§ **TASK DETAILS**: Among the lines below, list those containing the string "internal".

= Beginning of Section =

PR #4, opened 2024-07-26
Implement Commitment Scheme Methods

varunthakore:
This PR implements commitment scheme methods corresponding to the following library of Stone.
https://github.com/starkware-libs/stone-prover/tree/main/src/starkware/commitment_scheme


merkle/src/hash.rs
```diff
@@ -0,0 +1,78 @@
...
+
+pub struct Keccak256Hasher<F: PrimeField> {
+    _ph: PhantomData<F>,
+}
+
+impl<F: PrimeField> Hasher<F> for Keccak256Hasher<F> {
+    type Output = [u8; 32];
+
+    fn leaf(input: &[F]) -> Self::Output {
+        let input_bytes: Vec<u8> = input
```
rot256: Maybe:

```
let mut hasher = Keccak256::new();
input.for_each(|f| hasher.update(f.into_bigint().to_bytes_be()));
hasher.finalize().into()
```

merkle/src/hash.rs
```diff
@@ -0,0 +1,78 @@
...
+
+impl Hasher<Felt252> for Poseidon3<Felt252> {
+    type Output = Felt252;
+
+    fn leaf(input: &[Felt252]) -> Self::Output {
+        Poseidon3::hash(input)
+    }
+
+    fn node(input: &[Self::Output]) -> Self::Output {
+        Poseidon3::hash(input)
```
rot256: Did you test this?

Asking, because they also have a distinct `Poseidon3::pair` (hashing two elements), which is not the same as `Poseidon3::hash` of two elements...

merkle/src/hash.rs
```diff
@@ -0,0 +1,78 @@
...
+
+    // compress a list of leaves into a single leaf
+    fn leaf(input: &[F]) -> Self::Output;
+}
+
+pub struct Blake2s256Hasher<F: PrimeField> {
+    _ph: PhantomData<F>,
+}
+
+impl<F: PrimeField> Hasher<F> for Blake2s256Hasher<F> {
```
rot256: I wonder if he can have a generic implementation for every `Digest`.

merkle/src/lib.rs
```diff
@@ -46,21 +74,68 @@ impl<F: Field, H: Hasher<F>> MerkleTree<F, H> {
...
-    #[allow(clippy::result_unit_err)]
     pub fn verify_decommitment(
         &self,
         comm: H::Output,
         to_verify: &[(usize, H::Output)],
-        siblings: impl Iterator<Item = H::Output>,
-    ) -> Result<(), ()> {
-        if self.root_decommitment(to_verify, siblings).ok_or(())? == comm {
-            Ok(())
+    ) -> Result<bool, MerkleError> {
```
rot256: This code assumes that you have all the nodes in the tree: the verifier does not.

merkle/src/lib.rs
```diff
@@ -46,21 +74,68 @@ impl<F: Field, H: Hasher<F>> MerkleTree<F, H> {
...
+        assert!(!to_verify.is_empty(), "Empty verify queries");
+
+        let queries_idx: Vec<usize> = to_verify.iter().map(|&(x, _)| x).collect();
+        let siblings = self
```
rot256: The verifier needs to be able to read these as a stream of siblings out of a proof transcript.

merkle/src/lib.rs
```diff
@@ -46,21 +74,68 @@ impl<F: Field, H: Hasher<F>> MerkleTree<F, H> {
...
+    /// Generates siblings from input query indices.
+    ///
+    /// # Arguments
+    ///
+    /// - `queries_idx`: an array of [position] to query
+    ///
+    /// # Returns
+    ///
+    /// - `Some(sib)`: vector of sibling hashes
+    fn generate_decommitment(&self, queries_idx: &[usize]) -> Option<Vec<H::Output>> {
```
rot256: I think it might be useful to separate the Merkle tree verifier logic, from the Merkle tree prover logic: 

The verifier will basically only have the root and the number of expected levels. His only operation is verifying (batch) openings.

The prover will have all the nodes in the tree and be able to generate decommitments.

rot256 (commented):
The code looks really nice!

But I think we need to separate the Merkle tree prover / verifier logic.

commitment_scheme/src/merkle/hash.rs
```diff
@@ -0,0 +1,84 @@
...
+    fn leaf(input: &[F]) -> Self::Output {
+        let mut hasher = Blake2s256::new();
+        input
+            .iter()
+            .for_each(|f| hasher.update(f.into_bigint().to_bytes_be()));
+        hasher.finalize()
+    }
+
+    fn node(input: &[Self::Output]) -> Self::Output {
+        let mut hasher = Blake2s256::new();
```
mellowcroc, line 52: assert that input len is 2?

commitment_scheme/src/merkle/hash.rs
```diff
@@ -0,0 +1,84 @@
...
+    fn leaf(input: &[F]) -> Self::Output {
+        let mut hasher = Keccak256::new();
+        input
+            .iter()
+            .for_each(|f| hasher.update(f.into_bigint().to_bytes_be()));
+        hasher.finalize()
+    }
+
+    fn node(input: &[Self::Output]) -> Self::Output {
+        let mut hasher = Keccak256::new();
```
mellowcroc: ditto

commitment_scheme/src/merkle/mod.rs
```diff
@@ -0,0 +1,2004 @@
...
+
+    use channel::fs_verifier_channel::FSVerifierChannel;
+    use channel::{fs_prover_channel::FSProverChannel, ProverChannel};
+    use randomness::keccak256::PrngKeccak256;
+    use randomness::Prng;
+    use sha3::Sha3_256;
+
+    fn hex_to_generic_array(hex_str: &str) -> GenericArray<u8, U32> {
+        let mut hex_str = String::from(hex_str);
+        let padding_length = 64_i32.saturating_sub(hex_str.len() as i32);
```
mellowcroc, line 262: I think we only need one of the two paddings (64 or 32) here

commitment_scheme/src/merkle/mod.rs
```diff
@@ -0,0 +1,2004 @@
...
+        H: Hasher<F, Output = GenericArray<u8, U32>>,
+    {
+        let height = data0.len().ilog2() as usize;
+        let mut tree = MerkleTree::<F, H>::new(data0.len());
+
+        MerkleTree::add_data(&mut tree, data0, 0);
+        let root0 = tree.get_root(0);
+
+        MerkleTree::add_data(&mut tree, data1, 0);
+        let root1 = tree.get_root(height);
```
mellowcroc: should be ok to use `0` instead of `height` since `add_data` computes all the nodes

commitment_scheme/src/merkle/mod.rs
```diff
@@ -0,0 +1,2004 @@
...
+            hex_to_generic_array(
+                "6dc48ad654bc4a3e3c8f3270a987b2782af1707e78e1512018f16fdee124bdbd",
+            ),
+        ];
+        let root_exp = hex_to_generic_array(
+            "b823ac891cee85512521528e1d61cdcad829080392b63f393e46adc213862af9",
+        );
+        test_compute_root::<Felt252, Blake2s256Hasher<Felt252>>(&input, root_exp);
+
+        let input = [
```
mellowcroc: this is a duplicate of the above test case

commitment_scheme/src/merkle/mod.rs
```diff
@@ -0,0 +1,2004 @@
...
+            hex_to_generic_array(
+                "1c16cd6af66980b3f38f66a213a82b0c5d3480296d6315d12ea3862e72e29a8c",
+            ),
+        ];
+        let root_exp = hex_to_generic_array(
+            "57989eb39d929071d2f3a4400067d00e4d77671d9ed682a8cdd2d4e11d3f5aea",
+        );
+        test_compute_root::<Felt252, Blake2s256Hasher<Felt252>>(&input, root_exp);
+
+        let input = [
```
mellowcroc: ditto

commitment_scheme/src/merkle/mod.rs
```diff
@@ -0,0 +1,2004 @@
...
```
mellowcroc, line 506: ditto

commitment_scheme/src/merkle/mod.rs
```diff
@@ -0,0 +1,2004 @@
...
+            hex_to_generic_array(
+                "6dc48ad654bc4a3e3c8f3270a987b2782af1707e78e1512018f16fdee124bdbd",
+            ),
+        ];
+        let root_exp = hex_to_generic_array(
+            "b823ac891cee85512521528e1d61cdcad829080392b63f393e46adc213862af9",
+        );
+        test_verify_true::<Felt252, Blake2s256Hasher<Felt252>>(&input, root_exp);
+
+        let input = [
```
mellowcroc: this is a duplicate of the above test case

commitment_scheme/src/merkle/mod.rs
```diff
@@ -0,0 +1,2004 @@
...
+            hex_to_generic_array(
+                "1c16cd6af66980b3f38f66a213a82b0c5d3480296d6315d12ea3862e72e29a8c",
+            ),
+        ];
+        let root_exp = hex_to_generic_array(
+            "57989eb39d929071d2f3a4400067d00e4d77671d9ed682a8cdd2d4e11d3f5aea",
+        );
+        test_verify_true::<Felt252, Blake2s256Hasher<Felt252>>(&input, root_exp);
+
+        let input = [
```
mellowcroc: ditto

commitment_scheme/src/merkle/mod.rs
```diff
@@ -0,0 +1,2004 @@
...
```
mellowcroc: ditto

commitment_scheme/src/merkle/merkle_commitment_scheme.rs
```diff
@@ -0,0 +1,135 @@
...
+            segment_index * self.segment_length_in_elements(),
+        );
+    }
+
+    fn commit(&mut self) {
+        let height = self.tree.data_length.ilog2() as usize;
+        let comm = self
+            .tree
+            .get_root(height - self.segment_length_in_elements().ilog2() as usize);
+        let _ = self.channel.send_commit_hash(comm);
```
mellowcroc: call `unwrap()` here?

mellowcroc (commented):
Code looks great! 👍

commitment_scheme/src/merkle/mod.rs
```diff
@@ -0,0 +1,2014 @@
...
+
+        assert!(root0 != root1);
+    }
+
+    #[test]
+    fn test_diff_tree_diff_root_with() {
+        // test with Blake2s256
+        let data0 = [
+            hex_to_generic_array(
+                "837cd6db8f93d5ddfeaaba5509551c69c760c099e97969cfa04047ae65c33c8c",
```
mellowcroc: Can we reuse these constants across different test cases? (i.e. instantiate them once and reuse them?)

commitment_scheme/src/merkle/mod.rs
```diff
@@ -0,0 +1,2014 @@
...
+    /// Retrieves the root of the tree assuming nodes at some depth are known.
+    ///
+    /// # Arguments
+    ///
+    /// - `min_depth_assumed_correct`: minimal depth (distance from the root) assumed to be correct.
+    ///
+    /// # Returns
+    ///
+    /// Returns the root of the tree.
+    pub fn get_root(&mut self, min_depth_assumed_correct: usize) -> H::Output {
```
mellowcroc: This function is error-prone because it can change the state of `nodes` and calling a different `min_depth_assumed_correct` value can lead to a different state change.

For example, using the first test of `test_root_diff_depths_with` as an example, let's say data1's length is 4 instead of 8. Calling `add_data(tree, data0, 0)` and then `add_data(tree, data1, data0.len())` will create a tree that is populated except for indices [3,7,14,15,28,29,30,31]. 
IMG_8787
In this situation, calling `tree.get_root(2)` will result in a different root than calling `tree.get_root(3)` because `tree.get_root(2)` will recalculate the nodes from height 2 and `tree.get_root(3)` will recalculate from height 3 and the code just uses the zero-array as the node value.

I think there are a couple ways to solve this:
1. we can check whether both child nodes are 0, and if they are, skip recalculating them (unless they are leaf nodes)
1a. optionally make `get_root` just a getter function and move the state change logic into a separate function (e.g. `recalcuate_nodes`)
2. calculate all affected nodes when calling `add_data` and change `get_root` to be just a getter function (this could potentially slow down `add_data` calls and have concurrency issues)

commitment_scheme/src/merkle/merkle_commitment_scheme.rs
mellowcroc: actually, how about using `?` to propagate the error upwards?

merkle/src/hash.rs
varunthakore: I think it could be possible for `Blake2s256Hasher` and `Keccak256Hasher`. But I am not sure if it can be done for `Poseidon3Hasher` because its implementation of the `Hasher` trait slightly differs from the other two.

merkle/src/lib.rs
varunthakore: The logic of Verifier and Prover is now separate, which is using the channel implementation.

commitment_scheme/src/merkle/hash.rs
varunthakore: Yes, the `Hasher` trait implementation is same for `Blake2s256Hasher` and `Keccak256Hasher`. I thought of making it generic for all hashes but the trait implementation of `Poseidon3Hasher` is different from the other two, so I am not sure if it can be made generic over all hashes.

commitment_scheme/src/merkle/mod.rs
varunthakore: I am using the same test with different test vectors and hashes. I have combined the tests which used the same test vectors to avoid duplicates.

commitment_scheme/src/merkle/mod.rs
varunthakore: Combined the tests which used the same test vectors to avoid duplicate instantiation.

commitment_scheme/src/merkle/hash.rs
```diff
@@ -0,0 +1,273 @@
...
+
+#[derive(Debug)]
+pub struct Keccak256Hasher<F: PrimeField> {
+    _ph: PhantomData<F>,
+}
+
+impl<F: PrimeField> Hasher<F> for Keccak256Hasher<F> {
+    const DIGEST_NUM_BYTES: usize = 32;
+
+    type Output = Vec<u8>;
```
rot256: Can this be a `[u8; 32]`?

commitment_scheme/src/merkle/hash.rs
```diff
@@ -0,0 +1,273 @@
...
+        let hash = Poseidon3::hash(&input_felts).into_bigint().to_bytes_be();
+
+        let mut array = [0u8; 32];
+        array[..hash.len()].copy_from_slice(&hash);
+        array.to_vec()
+    }
+
+    fn node(input: &[Self::Output]) -> Self::Output {
+        assert_eq!(input.len(), 2);
+        let input0 = Felt252::from_be_bytes_mod_order(&input[0]);
```
rot256: Careful: Ideally you should check that the input nodes are already reduced integer.

The problem is that the function as defined now is not collision-resistant, e.g.

```
node(a, b) = node(a + p, b)
```

In practice it's probably fine, I can't find an attack for the particular application.
But it does mean that e.g. Merkle tree openings are malleable.

commitment_scheme/src/merkle/hash.rs
```diff
@@ -0,0 +1,273 @@
...
+
+// Implement Hasher trait for MaskedHash
+impl<
+        F: PrimeField,
+        H: Hasher<F, Output = Vec<u8>>,
+        const NUM_EFFECTIVE_BYTES: usize,
+        const IS_MSB: bool,
+    > Hasher<F> for MaskedHash<F, H, NUM_EFFECTIVE_BYTES, IS_MSB>
+{
+    const DIGEST_NUM_BYTES: usize = H::DIGEST_NUM_BYTES;
```
rot256, line 144: Should this be `NUM_EFFECTIVE_BYTES`?

commitment_scheme/src/merkle/hash.rs
```diff
@@ -0,0 +1,273 @@
...
+
+    type Output = Vec<u8>;
```
rot256: Could this be `[u8; NUM_EFFECTIVE_BYTES]`?

commitment_scheme/src/merkle/hash.rs
```diff
@@ -0,0 +1,273 @@
...
+    type Output: Clone + Eq + Default + Debug + AsRef<[u8]>;
+
+    // compress a list of internal nodes into a single internal node
+    fn node(input: &[Self::Output]) -> Self::Output;
+
+    // compress a list of leaves into a single leaf
+    fn leaf(input: &[F]) -> Self::Output;
+
+    // compress a list of bytes into a single internal node
+    fn hash_bytes(data: &[u8]) -> Self::Output;
```
rot256, line 38: Somewhat inelegant to add this to the interface, but I don't have a better suggestion. From `hash_bytes` we can provide default implementations of `fn node` and `fn leaf`.

commitment_scheme/src/merkle/hash.rs
```diff
@@ -0,0 +1,273 @@
...
+
+#[derive(Debug)]
+pub struct Blake2s256Hasher<F: PrimeField> {
+    _ph: PhantomData<F>,
+}
+
+impl<F: PrimeField> Hasher<F> for Blake2s256Hasher<F> {
+    const DIGEST_NUM_BYTES: usize = 32;
+
+    type Output = Vec<u8>;
```
rot256: `type Output = [u8; 32]` ?

commitment_scheme/src/lib.rs
```diff
@@ -0,0 +1,912 @@
...
+    fn add_segment_for_commitment(&mut self, segment_data: &[u8], segment_index: usize);
+
+    // Commit to the data
+    fn commit(&mut self);
+
+    // Start the decommitment phase
+    fn start_decommitment_phase(&mut self, queries: BTreeSet<usize>) -> Vec<usize>;
+
+    // Decommit to data stored in queried locations
+    fn decommit(&mut self, elements_data: &[u8]);
```
rot256: I don't understand the type of the method: are the queried locations serialized into some format?

commitment_scheme/src/lib.rs
```diff
@@ -0,0 +1,912 @@
...
+    merkle_commitment_scheme::{MerkleCommitmentSchemeProver, MerkleCommitmentSchemeVerifier},
+};
+use packaging_commitment_scheme::{
+    PackagingCommitmentSchemeProver, PackagingCommitmentSchemeVerifier,
+};
+use randomness::Prng;
+use sha3::Digest;
+
+// Define the CommitmentSchemeProver trait
+pub trait CommitmentSchemeProver {
```
rot256: Just to clarify, this is not implemented?

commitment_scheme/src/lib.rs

= End of Section =

§ **OUTPUT OF THE TASK**:
+    // compress a list of internal nodes into a single internal node
+    // compress a list of bytes into a single internal node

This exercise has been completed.